# E-Tec or Verado



## Nick Roehl (Mar 7, 2002)

Looking at a new book, and leaning towards an E-Tec. Does anybody have an educated opinon on either of these motors. Any help would be welcomed. Thanks
Nick Roehl


----------



## luveyes (Jan 22, 2005)

I have fished out of 3 E-tecs on Rangers.

I personally wouldnt own one for a few reasons.
1) seen failure in too many of them (2 in my limited experience)
2) felt that holeshot was poor, vs what has been hyped by media, Opti would smoke it out of the hole in the boats I have been in.
3) Kinda noisy for me, I also would lean away from optis due to the same reason

Positives
1) newer technology, with less maintainence (not 0 maint as they would have you think)
2) "decent" fuel economy
3) fast

I personally dont have any experience with Verados, however if I were buying new I would have to chose between a Verado and a Suzuki. Both very quiet, fuel efficient (depending on WOT vs cruising RPMs), smooth, quiet, quiet, and dependable. I dont really like the idea of more upkeep with the Verado vs most of the competition.

This is my limited impression and belief as I have been in a few E-tec equipped boats, no Verados, and 1 Suzuki.

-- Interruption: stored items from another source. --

PR #663, opened 2021-03-12
multiqc 1.10

Maarten-vd-Sande:
I added macs2 number of peaks in a narrowpeak file to multiqc, and this has now been released :tada:. Unfortunately the scRNA QC PR was not yet merged (https://github.com/ewels/MultiQC/pull/1341), so that will happen later.

**Checklist**
- [ ] I updated the CHANGELOG

### DIFF
--- a/seq2science/envs/fastqc.yaml
+++ b/seq2science/envs/fastqc.yaml
@@ -1,8 +1,7 @@
-name: qc
+name: fastqc
 channels:
   - conda-forge
   - bioconda
   - defaults
 dependencies:
   - bioconda::fastqc=0.11.8
-  - bioconda::multiqc=1.9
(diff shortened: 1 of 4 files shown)


siebrenf (approved):
why split fastqc and multiqc? Considering their contents it may cause more hassle (fastqc needs to be updated in 2 places)

Maarten-vd-Sande:
Since we have also have `fastp` as a (default) trimmer. This means we install something that isn't used most of the time

Maarten-vd-Sande:
Also not sure how e.g. `gimmemotifs.coverage_table` works with those "unfiltered" bams

Maarten-vd-Sande:
@siebrenf I see that it's still in the multiqc yaml! :zipper_mouth_face:

Issue #664, opened 2021-03-15
FR: markduplicates and primary align defaults


Maarten-vd-Sande:
> repetitive reads (multi-mappers) should **not** be removed from the BAM. If that happens, that should change in the pipeline.
> While in general we discard them (for TF ChIP-seq) there are ways to use them, as is the case in Stefan's project.
> So they should be present in the final BAM (though marked as multi-mapper)
> This is for the BAMs though. Default setting for bigWigs should be to remove both multimappers as well as duplicates.
> The primary alignment (picked at random) will not have flag 256 set, but will have a mapq of 0

Easy enough to revert this (we changed to remove duplicates by default in 0.3.0). Not sure how we can circumvent the `mapq` problem (in that filtering for mapq seems nice)

Maarten-vd-Sande:
Macs2 documentation (is gone btw :shrug:) is completely unclear about which reads are considered for peak calling and which arent (this is relevant for the resulting bigwigs). Some old discussion: https://groups.google.com/g/macs-announcement/c/ASQ3GsXQC1c

Not looking forward to have a pre-sieve bam, post-sieve bam, and a peak-call bam...

Maarten-vd-Sande:
Also not sure how e.g. `gimmemotifs.coverage_table` works with those "unfiltered" bams

Maarten-vd-Sande:
Perhaps a single flag that sets it to keep everything (but marked) and also a FAQ entry? :thinking:

siebrenf:
not the way we want to implement this, but on the bigwig side its achieved with this:
```
  deeptools_flags:
    description: flags for bam to bigwig conversions with deeptools bamCoverage. Bins Per Million mapped reads is roughly the same as TPM in RNA-seq.
    default: '--normalizeUsing BPM --samFlagExclude 1024 --minMappingQuality 1'
```

Maarten-vd-Sande:
Yes, however the bigwigs are generated by macs2/genrich when you use those for peak calling....!

Maarten-vd-Sande:
@siebrenf perhaps it's possible to add the result of `seq2science explain` at the top of the multiqc report? That would be kinda nice I guess?

PR #665, opened 2021-03-16
Explain qc

Maarten-vd-Sande:
Related to #664 to make it more clear what we are doing. 

**todo**

- [ ] @siebrenf, is this approach okay/maintainable enough? I'm not sure how else, `_explain` isn't easier I think...
- [ ] Better explain tests, there were some errors introduced and tests passed :see_no_evil: 
- [ ] Not sure how easy/possible it is to make hyperlinks. Much nicer to read actually.
- [ ] Add explanation to FAQ what the final bam is

image

**Checklist**
- [ ] I updated the CHANGELOG


siebrenf:
The explain feature is neat, and this would be another way of bringing this feature info to the user. 
However, it is a wall of text. I'm not sure if it would be read more than the explain function itself this way.

What you could do is add the explain to the bottom of the multiQC, and add a link/verbal reference in it in the BAM QC section header.

Maarten-vd-Sande:
It does not only relate to the BAM stuff. So I am not sure about linking it in the bam qc section. Another thing is that I am afraid when we put it on the bottom, that people (again) won't read it. Maybe I can make hyperlinks instead of those urls in brackets. But not sure how that would translate on the terminal

Maarten-vd-Sande:
@siebrenf and if I were to make each url a hyperlink? No hyperlink here, but the text is much nicer to read already (and shorter)
image

siebrenf:
You could drop all references here, and refer to the explain function. Additionally, some text from the explain feature can be shortened (removing `with options ""` if there are none). Together the explain text might get small and readable enough :)

btw, explain tests are now working & expanded in the develop branch again

siebrenf:
its actually not that much work. Ill test it out!

Maarten-vd-Sande:
Cool, because I like what you proposed. Much more consistent

siebrenf (approved):
on the TODOs:
- the various explain methods should be easier to read without the regex. maintainability ✔️ 
- explain tests were fixed prior: ✔️ 
- sweet hyperlink functionality: ✔️ 
- final BAM is now sort-of explained in the sieve-bam rule: 🤷

Maarten-vd-Sande:
We would need to up the minimum python version for the walrus btw

PR #670, opened 2021-03-22
fix filtering issue

Maarten-vd-Sande:
Bug when filtering template length on a mix of single-end and paired-end reads

**Checklist**
- [x] I updated the CHANGELOG


siebrenf (approved):
why have it in the output if it is
- not used anywhere
- touched in some cases

I'd move it to the params (if you can call the lambda with another param)

PR #674, opened 2021-03-25
DESeq2.R from CLI

siebrenf:
So you wanna perform DESeq2, but you dont want to run seq2science again? OK, now you can with 
```
Rscript /path/to/s2s/seq2science/scripts/deseq2.R --help
```

**What did change**
The DESeq2 script is now split into the core script and two wrappers: one for the rule, one for the user. 
The standalone script is a bit more limited: only 1 assembly, the "technical_replicates" column is always merged, and only default config options available...

**Checklist**
- [x] I updated the CHANGELOG

### DIFF
--- a/seq2science/scripts/deseq2.R
+++ b/seq2science/scripts/deseq2.R
@@ -144,12 +144,15 @@ cat('\n')
 expressed_genes <- as.data.frame(resLFC[order(resLFC$padj),])
 
 missing_genes <- rownames(counts)[!(rownames(counts) %in% rownames(expressed_genes))]
-unexpressed_genes <- as.data.frame(matrix(data = NA, ncol = ncol(expressed_genes), nrow = length(missing_genes)))
-rownames(unexpressed_genes) <- missing_genes
-colnames(unexpressed_genes) <- colnames(expressed_genes)
-unexpressed_genes[,'baseMean'] <- 0
-
-all_genes <- rbind(expressed_genes, unexpressed_genes)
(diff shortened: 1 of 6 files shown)


seq2science/scripts/deseq2.R
```diff
@@ -1,49 +1,18 @@
...
+  scripts_dir <- snakemake@params$scripts_dir
+  deseq_wrapper <- file.path(scripts_dir, "deseq2_rule.R")
+} else {
+  # parse command line input
+  cli_args    <- commandArgs(trailingOnly=F)
+  this_script <- sub("--file=", "", cli_args[grep("--file=", cli_args)])
+  scripts_dir <- dirname(this_script)
+  deseq_wrapper <- file.path(scripts_dir, "deseq2_standalone.R")
+}
+source(deseq_wrapper)
```
Maarten-vd-Sande, line 15: source executes the script?

Maarten-vd-Sande (approved):
Nice new feature. 

Implementation feels kinda strange, but splitting over files has a clear readability advantage.

We can make the script an executable, so calling it is easier? Something like `deseq2science` ^^. I think it's possible through pip, otherwise we can add it to the bioconda recipe. However, do we want those packages then to be as a default in the environment?

seq2science/scripts/deseq2.R
siebrenf: yea, and global variables carry over. R can be weird...

PR #675, opened 2021-03-26
Jos proofing

siebrenf:
Writing the config can be confusing. It would be nice to get some help/informative errors.

**What did change**
- all config keys are converted to lower case (we dont use any upper case, so this removes user capitalization typos, for instance when copy-pasting from a chat board which auto-capitalizes)
- throws an informative error when a duplicate key is found in the user config

**Checklist**
- [x] I updated the CHANGELOG

### DIFF
--- a/seq2science/rules/configuration_generic.smk
+++ b/seq2science/rules/configuration_generic.smk
@@ -25,7 +25,7 @@ from snakemake.utils import min_version
 from snakemake.exceptions import TerminatedException
 
 import seq2science
-from seq2science.util import samples2metadata, prep_filelock, url_is_alive, color_parser
+from seq2science.util import UniqueKeyLoader, samples2metadata, prep_filelock, url_is_alive, color_parser
 
 
 # get the cache and config dirs
@@ -33,6 +33,8 @@ CACHE_DIR = os.path.join(xdg.XDG_CACHE_HOME, "seq2science", seq2science.__versio
 
 # config.yaml(s)
 
+# convert all config keys to lower case (upper case = user typo)
+config =  {k.lower(): v for k, v in config.items()}
 
 # check config file for correct directory names
 for key, value in config.items():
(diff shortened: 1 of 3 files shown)


seq2science/rules/configuration_generic.smk
```diff
@@ -25,14 +25,16 @@ from snakemake.utils import min_version
...
+from seq2science.util import UniqueKeyLoader, samples2metadata, prep_filelock, url_is_alive, color_parser
 
 
 # get the cache and config dirs
 CACHE_DIR = os.path.join(xdg.XDG_CACHE_HOME, "seq2science", seq2science.__version__)
 
 # config.yaml(s)
 
+# convert all config keys to lower case (upper case = user typo)
+config =  {k.lower(): v for k, v in config.items()}
```
Maarten-vd-Sande, line 37: Not a fan! Which one would be kept? Better to crash :fire: :see_no_evil:

seq2science/rules/configuration_generic.smk
```diff
@@ -66,7 +68,8 @@ assert sorted(config['fqext'])[0] == config['fqext1'], \
 
 # read the config.yaml (not the profile)
 with open(workflow.overwrite_configfiles[0], 'r') as stream:
-    user_config = yaml.safe_load(stream)
+    # safe_load() with exception on duplicate keys
+    user_config = yaml.load(stream, Loader=UniqueKeyLoader)
```
Maarten-vd-Sande, line 72: perhaps catch the error and pass it to the logger?

Maarten-vd-Sande (approved):

seq2science/rules/configuration_generic.smk
siebrenf: good one, will do.

seq2science/rules/configuration_generic.smk
siebrenf: that's what happens in the Loader!

seq2science/rules/configuration_generic.smk
siebrenf: The loader checks for this now. This line is still in, in case the lowered case kay is not overlapping existing keys.

JGASmits:
I am crying and laughing at the same time 
＼（〇_ｏ）／

JGASmits (approved):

I have turned into a 4 stroke guy, just like jumping into your car; start everytime, not coldblooded, quiet, and smell free for the most part.


----------



## duckslayer (Oct 30, 2003)

I would not own a verado. Have been in boats with them and the owners never had much good to say about them besides the digital shift troll mode. I have talked to guys who love them, but the guys I've been on the water with didnt care for the gas mileage. They drink gas and are a heavy, expensive motor. Have been in boats with the etec. Sweet motor, lots of power, good top end speed and pretty quiet. But, I know of guys who have blown them up or had other problems. The suzuki is a good motor, have never heard anything bad about them at all. Same with yamaha 4 strokes, good motors. The new opti max motors are way quieter than in years past and get as good of mileage as a four stroke with better power IMO. I was actually quite impresed with the new optis, the old ones were loud and I didnt think they would change much but they changed a lot. If i were buying new it would be the opti followed by yamaha or suzuki.


----------



## Traxion (Apr 16, 2004)

What HP are you looking at? That makes a difference!


----------



## Nick Roehl (Mar 7, 2002)

Looking at a 18.5ft boat so probably a 150hp. Have never had a boat over 18ft so 150 to 175 should be enough, right?


----------



## duckslayer (Oct 30, 2003)

What kind of boat? What is the max hp?


----------



## Traxion (Apr 16, 2004)

You're in the ballpark with that HP range and size of boat. I've done a lot of research lately and am sold on the 4 strokes, espescially in the HP range you're talking.

The 150 HP Yammy 4s is a top notch motor. I've spent time around these motors and they are very nice. Would definately be high on the list. The Suzuki 4s motors are also getting very high reviews. Merc is there too, but I'd lean towards the Yammy and Suzi first. If you're going to the 175, the Suzi would probably be my choice (don't know that Yammy has a 175 4s). The Verado, either 150 or 175 would be a nice motor. Relatively new but they're lighter than their big brothers. Fuel economy at WOT would be my only concern, but in reality the Verado at cruise speeds gets just as good if not better than any other motor. That WOT really sucks the gas though. Overall reliability of the 4s motors seems phenomenal. Very much like car motors.

As for two strokes, the Opti would be first in line. It seems like they've got the mid range Optis figured out pretty well. Not near as loud as they used to be and very reliable. Yamaha mid ranges 2s motors are also good motors from my research, though not as popular. The Etec in this range is probably as good as the Merc, but I'm just no sold on them yet. Performance is very good, but still some reliability issues.

The mid range 4s don't seem to have the getup that the 2s have. Top speed is close though. But, the 4s is quieter. Fuel mileage has got to be close between the 4s and 2s, I don't have any hard #'s to back that up though. Good luck!


----------



## Nick Roehl (Mar 7, 2002)

Looking at a Lund Tyee 18.5, max. is 175hp.


----------